I tried to find a good link, but they are in his BSD history retrospective talks to
differing degrees. Sorry I don't have an exact reference.
Warner
===
UCB got a beta release (or early access) of the BBN
stack.
This is certainly true. There are four surviving BBN tapes in the CSRG archive, from
memory the first was from August 1981 and the last from early 1982. Again from memory, the
oldest SCCS entries for the rewrite are from Oct ’81. All of this is on Kirk’s DVD.
Indeed the first tape is early code, written to just interface with Arpanet IMP’s. Things
like routing are rudimentary or hard-coded, etc.
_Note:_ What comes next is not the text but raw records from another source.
PR #994, opened 2026-08-05
Add Ignite UI Blazor skill

kdinev:
## Summary

This pull request adds a new skill for integrating Ignite UI components into Blazor applications, along with an evaluation test for the skill. The main focus is to provide clear, file-oriented guidance for adding and configuring Ignite UI in various Blazor project types, especially split Blazor Web Apps.

## Validation

Introduced a new evaluation YAML (`eval.yaml`) that tests the skill’s ability to provide concrete, file-specific integration steps for using Ignite UI in a split Blazor Web App. The evaluation checks for explicit package references, service registration in both server and client, correct `_Imports.razor` usage, proper asset linking, and file-oriented instructions.

## Checklist


AbhitejJohn:
Tagging @danroth27 and @javiercn to help review.

plugins/dotnet-blazor/skills/use-igniteui-blazor/SKILL.md
```diff
@@ -0,0 +1,110 @@
+---
+license: MIT
+name: use-igniteui-blazor
+description: >
+  Add, configure, or review Ignite UI component support in Blazor applications.
```
kotlarmilos, line 5: I think maximum of 1024 chars, please check if it fits

plugins/dotnet-blazor/skills/use-igniteui-blazor/SKILL.md
```diff
@@ -0,0 +1,110 @@
...
+dotnet add package IgniteUI.Blazor.GridLite   # OSS lightweight grid (MIT)
+```
+
+## 2. `Program.cs`
+
+```csharp
+builder.Services.AddIgniteUIBlazor();   // all modules available
+```
+
+Pass `typeof(Igb<Name>Module)` values to eagerly pre-load a specific set instead:
```
kotlarmilos, line 36: Do you want to provide an example?

tests/dotnet-blazor/use-igniteui-blazor/eval.yaml
```diff
@@ -0,0 +1,53 @@
+name: use-igniteui-blazor
+description: Evaluates the dotnet-blazor/use-igniteui-blazor skill
+type: capability
+defaults:
+  timeout: 10m
+  runs: 5
+stimuli:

This is all filled out by the time of the
last tape, which also includes a token ring driver (written by Noel Chiappa, if I remember
well).
There are two editions of Mike Muuss’ TCP-DIGEST mailing list with posts on performance
from Joy and Gurwitz respectively (both from late 1981):
https://groups.google.com/g/fa.tcp-ip/c/WNE_j4mAbAE/m/3nCB79uvNcUJ
https://groups.google.com/g/fa.tcp-ip/c/zfYZh-kRlMg/m/pl-5oLQtYxIJ
Jonathan Gray sent me a good link of one of Kirk’s talks that addresses this bit of
history:
https://youtu.be/DEEr6dT-4uQ?t=706
===
Maybe Kirk was using some hyperbole in that talk. As far as I can tell the main issues
were the below:
- BBN coded the checksum routine in C and it compiled badly. Even Joy's
hand-optimised version still took some 25% of CPU when traffic maxed out.
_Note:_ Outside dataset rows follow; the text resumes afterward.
PR #997, opened 2026-08-07
Add golden end-to-end test generation scenarios

Evangelink:
## Why

The test plugin needs stable end-to-end scenarios for three workflows: creating and wiring the first .NET test project, empirically finding and closing gaps in an existing suite, and safely testing public static APIs that depend on ambient state.

## What changed

- Add public `scaffold-dotnet-test-project` for central packages, bounded project references, `.sln`/`.slnf`/`.slnx` registration, no-op reuse, and missing CI wiring.
- Extend `test-gap-analysis` so it can add focused tests only for empirically survived mutations. Its implementation scenario replays concrete mutations after generation.
- Add public `testability-obstacle` for nested, async-safe ambient overrides across time, filesystem, environment, and identity, plus built-in fake-time delays and a Python dormancy guard.
- Extend the testability migration agent through deterministic test generation when requested.
- Incorporate review fixes for SDK-style solution GUIDs, decimal literals, and unambiguous regex graders.

## Evaluation history and response

Early consumer-oriented revisions mostly tied and then regressed `code-testing-agent`; they also pulled stable sibling skills into evaluation. Those changes were removed. `code-testing-agent`, its generator, `generate-testability-wrappers`, and `migrate-static-to-wrapper` remain byte-for-byte identical to `main`.

Specialized runs then established repeatable signal:

- Run `31178542305`: gap analysis 3W/4T/0L; testability 3W/9T/0L.
- Same-commit runs `31185716948` and `31188608506` showed substantial judge variance, but also stable decisions.
- Run `31185716948`: testability passed 9W/7T/0L; scaffold was one p-value step short at 8W/4T/2L.
- Run `31188608506`: gap analysis passed 9W/4T/1L; testability was one win short at 6W/9T/1L.

This revision removes only stable negative/inert signal and adds independent proven-family evidence:

- Remove project-oriented/no-solution scaffolding, which lost 4/4 because both arms succeeded and judges rewarded extra unrequested tests.
- Add SDK `.slnx` project registration, complementing the repeatedly winning `.sln`/`.slnf` CI-wiring scenarios.
- Add a retry-policy guard/exception mutation scenario to the diverse gap-analysis eval.
- Remove machine identity (net-neutral with the only testability loss) and coupon randomness (4/4 ties). Historical records without them would pass in both same-commit runs.

## Validation

- `skill-validator check --plugin ./plugins/dotnet-test`
- Built the new `.slnx` and retry-policy fixtures
- Built all retained .NET fixtures and ran populated xUnit suites


tests/dotnet-test/testability-obstacle/eval.yaml
```diff
@@ -0,0 +1,183 @@
...
+          dest: fixtures/archive-writer
+    graders:
+      - type: run-command
+        config:
+          command: sh -c "dotnet test fixtures/archive-writer/tests/ArchiveWriter.Tests.csproj"
+          expected_exit_code: 0
+          timeout: 10m
+      - type: run-command
+        config:
+          command: sh -c "! grep -q 'DateTimeOffset.UtcNow\\|File.WriteAllText' fixtures/archive-writer/src/ArchiveWriter.cs"
```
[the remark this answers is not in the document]
Evangelink: Good catch - fixed in b3e6b1757. All three graders now use grep -E alternation, avoiding BRE and YAML escape ambiguity.

Evangelink (commented):
/evaluate

plugins/dotnet-test/skills/scaffold-dotnet-test-project/SKILL.md
```diff
@@ -0,0 +1,182 @@
+---
+name: scaffold-dotnet-test-project
+description: >-
+  Create the first .NET test project. USE FOR: "solution has no tests", first
+  xUnit tests, Tests.csproj/ProjectReference, add an omitted test project to
+  .sln/.slnx/.slnf, central packages, or tests missing from CI. DO NOT USE FOR:
+  a suitable existing project (stop; use code-testing-agent) or migration.
```
AbhitejJohn: Thanks for adding the omitted-wiring scenarios. Could we narrow this exclusion to a suitable project that is **already registered in the requested build entry point**? As written, the routing text says to stop for any suitable existing project, but the eval at lines 129-187 expects this skill to activate when an existing project is missing from `Catalog.sln` or `TextTools.slnf`. The body already has the correct narrower stop condition at lines 62-65, but the runtime routes from this frontmatter.

plugins/dotnet-test/agents/testability-migration.agent.md
```diff
@@ -73,6 +73,21 @@ Use the `migrate-static-to-wrapper` skill to:
 5. Verify the project builds
 6. Report what was changed and what remains
 
+### Phase 4: Test
+
+When the request includes tests, use `testability-obstacle` or
+`code-testing-agent` to:
```
AbhitejJohn: Could we split these two paths? After Phase 3, the seam is already injected, while `testability-obstacle` explicitly says not to use it when a dependency is already injected and to use `code-testing-agent` instead. Would it work to use only `code-testing-agent` here, and treat `testability-obstacle` as an alternative targeted path that skips Generate/Migrate rather than as the final phase after them?

plugins/dotnet-test/agents/testability-migration.agent.md
```diff
@@ -73,6 +73,21 @@ Use the `migrate-static-to-wrapper` skill to:
 5. Verify the project builds
 6. Report what was changed and what remains
 
+### Phase 4: Test
+
+When the request includes tests, use `testability-obstacle` or
```
AbhitejJohn: Could we add one agent-level scenario that requests migration **and** deterministic tests? This PR adds the full Phase 4 path and removes the old inter-phase confirmation behavior, but `tests/dotnet-test/agent.testability-migration/eval.yaml` still has only an analysis-only scenario and a targeted TimeProvider migration scenario. Neither exercises this new path, so the stated agent capability can regress without an eval noticing.

plugins/dotnet-test/skills/testability-obstacle/SKILL.md
```diff
@@ -0,0 +1,194 @@
+---
+name: testability-obstacle
+description: >-
+  Make a static C# API testable and add tests. USE FOR: deterministic Guid,
```
AbhitejJohn: Small routing consistency question: could this lead describe C# behavior with ambient dependencies rather than only a static API? The body supports constructor injection for instance classes, and the eval at lines 144-177 expects this skill for the instance `LeaseRenewer`/`TimeProvider` case. `USE FOR: time` may still route correctly, so I see this as an ambiguity rather than a proven activation failure.

AbhitejJohn (commented):
I rechecked the latest PR head. The four inline findings still apply.

plugins/dotnet-test/agents/testability-migration.agent.md
Evangelink: Added in 16b334cbc. The agent eval now includes a time migration plus deterministic xUnit scenario that must run the generated tests.

plugins/dotnet-test/skills/testability-obstacle/SKILL.md
Evangelink: Fixed in 16b334cbc. The router now leads with C# ambient-dependent behavior and explicitly covers constructor injection for instance classes.

plugins/dotnet-test/skills/scaffold-dotnet-test-project/SKILL.md
Evangelink: Fixed in 16b334cbc. The exclusion now stops only when the suitable project is already registered in the requested build entry point.

plugins/dotnet-test/agents/testability-migration.agent.md
Evangelink: Fixed in 16b334cbc. Phase 4 now uses code-testing-agent only; testability-obstacle is a separate targeted path that skips Generate/Migrate.

Evangelink (commented):
/evaluate

JanKrivanek (approved):
Looks good to go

- The time-out constants were 2s and 5s. This makes sense for the Arpanet of the time. For
local ethernet this was changed to 0.2s and 0.5s.
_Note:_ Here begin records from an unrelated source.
PR #1010, opened 2026-08-13
Automate Vally dependency updates

JanKrivanek:
## Summary
- move the Vally and Copilot CLI pins into a trusted npm manifest consumed by the evaluation workflow
- configure weekly Dependabot updates for Vally while keeping Copilot manually pinned
- cover the trusted manifest install path in the workflow tests

## Testing
- `python -m unittest eng.evaluation.test_token_failover`
- `actionlint -shellcheck= -pyflakes= .github/workflows/*.yml`

### DIFF
--- a/.github/workflows/evaluation-run.yml
+++ b/.github/workflows/evaluation-run.yml
@@ -364,8 +364,9 @@ jobs:
           rm -rf "$RUNNER_TEMP/evaluation-tools"
           mkdir -p "$RUNNER_TEMP/evaluation-tools"
           cp "$RUNNER_TEMP/trusted-validator-src/eng/evaluation-tools/package.json" \
+            "$RUNNER_TEMP/trusted-validator-src/eng/evaluation-tools/package-lock.json" \
             "$RUNNER_TEMP/evaluation-tools/"
-          npm install \
+          npm ci \
             --prefix "$RUNNER_TEMP/evaluation-tools" \
             --userconfig "$RUNNER_TEMP/evaluation.npmrc" \
             --registry https://registry.npmjs.org/
--- a/.github/workflows/evaluation-run.yml
+++ b/.github/workflows/evaluation-run.yml
@@ -329,6 +329,7 @@ jobs:
           persist-credentials: false
           sparse-checkout: |
             eng/evaluation/nuget.config
+            eng/evaluation-tools
             eng/skill-validator
             eng/vally-adapter
             global.json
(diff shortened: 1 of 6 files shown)


AbhitejJohn (approved):
**Approved** — clean infra change; all CI green, 10/10 local tests pass, no blockers from cross-model review. Two observations noted inline.

eng/evaluation-tools/package.json
```diff
@@ -0,0 +1,9 @@
+{
+  "name": "dotnet-skills-evaluation-tools",
+  "private": true,
+  "description": "Pinned command-line tools used by the skill evaluation workflow.",
+  "dependencies": {
+    "@github/copilot": "1.0.75",
```
AbhitejJohn, line 7: Direct versions are pinned but transitive dependencies float — no `package-lock.json` is committed. Production `npm install` (evaluation-run.yml:368) resolves transitives at build time, so the `trusted, pinned toolchain` guarantee covers only the top-level packages. A committed lockfile with `npm ci` would close this gap; without one, the floating transitives are an accepted trade-off worth noting.

eng/evaluation/test_token_failover.py
```diff
@@ -270,6 +277,27 @@ def test_eval_discovery_precedes_tool_install_and_token_selection(self) -> None:
             install_script,
         )
 
+    def test_evaluation_tool_manifest_has_secretless_smoke_test(self) -> None:
+        workflow_text = TEST_WORKFLOW.read_text(encoding="utf-8")
+        self.assertEqual(workflow_text.count('"eng/evaluation-tools/**"'), 2)
```
AbhitejJohn: This raw-text count assertion will break if the same glob appears in a YAML comment or a third trigger section. The parsed `on.pull_request.paths` and `on.push.paths` lists would be a more resilient target.

JanKrivanek: Updated the test to parse the workflow and assert that `eng/evaluation-tools/**` appears exactly once in each of `on.pull_request.paths` and `on.push.paths`, avoiding comment or unrelated-section false positives.

.github/workflows/evaluation-run.yml
```diff
@@ -354,19 +355,20 @@ jobs:
...
+          mkdir -p "$RUNNER_TEMP/evaluation-tools"
+          cp "$RUNNER_TEMP/trusted-validator-src/eng/evaluation-tools/package.json" \
+            "$RUNNER_TEMP/evaluation-tools/"
           npm install \
             --prefix "$RUNNER_TEMP/evaluation-tools" \
             --userconfig "$RUNNER_TEMP/evaluation.npmrc" \
-            --registry https://registry.npmjs.org/ \
-            @microsoft/vally-cli@0.9.0 \
-            @github/copilot@1.0.75
+            --registry https://registry.npmjs.org/
```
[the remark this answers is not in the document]
JanKrivanek: Agreed. I committed `eng/evaluation-tools/package-lock.json` and changed the trusted evaluation install to `npm ci`, so both direct and transitive dependencies are now deterministic.

eng/evaluation-tools/package.json
JanKrivanek: Addressed by committing the generated lockfile and switching both the production evaluation install and its smoke-test install to `npm ci`. Dependabot can now update the Vally pin and resolved graph together while the Copilot direct pin remains excluded by the allow-list.

eng/evaluation-tools/package.json
```diff
@@ -0,0 +1,9 @@
+{
+  "name": "dotnet-skills-evaluation-tools",
+  "private": true,
+  "description": "Pinned command-line tools used by the skill evaluation workflow.",
+  "dependencies": {
```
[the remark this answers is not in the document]
JanKrivanek: Added `version: 0.0.1` to the private tooling manifest, matching the repository convention and keeping npm package metadata complete.

.github/workflows/evaluation-run.yml
```diff
@@ -354,19 +355,21 @@ jobs:
...
+          cp "$RUNNER_TEMP/trusted-validator-src/eng/evaluation-tools/package.json" \
+            "$RUNNER_TEMP/trusted-validator-src/eng/evaluation-tools/package-lock.json" \
+            "$RUNNER_TEMP/evaluation-tools/"
+          npm ci \
             --prefix "$RUNNER_TEMP/evaluation-tools" \
             --userconfig "$RUNNER_TEMP/evaluation.npmrc" \
-            --registry https://registry.npmjs.org/ \
-            @microsoft/vally-cli@0.9.0 \
-            @github/copilot@1.0.75
+            --registry https://registry.npmjs.org/
```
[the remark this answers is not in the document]
JanKrivanek: Fixed in `1d30e3075`: `eng/evaluation-tools/package-lock.json` is checked in, the trusted checkout copies both manifests, and production now installs with `npm ci`. The matching secretless `evaluation-tools` smoke job also uses `npm ci` and is passing on the current PR revision.

> [!NOTE]
> Auto-resolved by the [GitHub Copilot app](https://github.com/github/app).

AbhitejJohn (approved):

- The BBN code used at lot of bit fields. This too compiled badly, and was later changed
to and/or with #define’d constants
- The BBN code took a very layered approach, often abstracting small bits of functionality
into a separate routine. Without compiler inlining and a somewhat slow VAX subroutine
mechanism this had a cost. Some of these functions where later changed to #define’s
instead of functions.
- Although Kirk singles out replacing the state machine with a big switch statement in the
above talk, I’m not sure this was a major performance boost. It is certainly the most
visible/recognisable change in the source though. Somehow, this seems to have become core
to the debate at the time (ref. the BBN talk at the Summer '84 Usenix conference).
Maybe I underestimate the impact of this aspect.
- The TCP management process ran as a kernel thread with normal scheduling. On a loaded
machine this meant that it could take seconds for this process to be scheduled again.
Changing this to a software interrupt mechanism (somewhat similar to the runrun flag,
although Joy appears to have credited VMS for the idea) made things more responsive and
avoided context switches.
Of all the above, it would seem to me that only the last point was fundamental to the
design. The other things appear relatively easy to fix.
===
Doug McIlroy wrote: "I recall expressions of surprise (dismay?) at the size of the
BSD internet code, but without it we'd have lost our place in the Unix
community."
An interesting question is how much of this size is unavoidable. Just counting file lines
(i.e. ‘wc -l’), 4.2BSD has some 2200 lines of TCP code (i.e. just the TCP part), the ‘82
BBN implementation 2400 lines, 8th edition had some 2400 lines, and the first version of
Plan9 some 2200 lines.
Some parts of TCP could perhaps be simplified (pseudo headers and ‘urgent' segments
come to mind), but not much. Maybe this is just the code size that it takes.
URP is smaller, but if I remember well it does not handle out-of-order packets or packet
duplicates (both of which do not occur in a (virtual) line switched context).
On the other hand, these sizes compare with 900 lines for the IL protocol in early Plan9.